What needs to be done | Where does the string "persisting" appear? Copy every line of the entries below that holds it.

Stored data |
────────────────────────────────────────
PR #213, opened 2019-07-08
Consolidate database and private key paths into a single env var

albrow:
Taking a page [from Geth's playbook](https://github.com/ethereum/go-ethereum/wiki/Command-Line-Options), I think it makes more sense to move the database file and private key file into a single directory called `DATA_DIR`. This reduces the number of env vars required and makes it easier to reset Mesh/remove all data associated with it.

### DIFF
--- a/DOCUMENTATION.md
+++ b/DOCUMENTATION.md
@@ -9,6 +9,7 @@ Some resources:
 - [Github repo](https://github.com/0xProject/0x-mesh/)
 
 ### Supported networks
+
 - Mainnet
 - Kovan
 - Ropsten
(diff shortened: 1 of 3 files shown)


DOCUMENTATION.md
```diff
@@ -60,8 +62,9 @@ All possible env vars are detailed in the [Config](https://godoc.org/github.com/
 type Config struct {
     // Verbosity is the logging verbosity: 0=panic, 1=fatal, 2=error, 3=warn, 4=info, 5=debug 6=trace
     Verbosity int `envvar:"VERBOSITY" default:"2"`
-    // DatabaseDir is the directory to use for persisting the database.
-    DatabaseDir string `envvar:"DATABASE_DIR" default:"./0x_mesh/db"`
+	// DataDir is the directory to use for persisting all data, including the
+	// database and private key files.
+	DataDir string `envvar:"DATA_DIR" default:"0x_mesh"`
```
fabioberger: Is the alignment off here or is it just the diff that makes it look like that?

albrow: It's off. Fixed!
────────────────────────────────────────
Your response |
-    // DatabaseDir is the directory to use for persisting the database.
+	// DataDir is the directory to use for persisting all data, including the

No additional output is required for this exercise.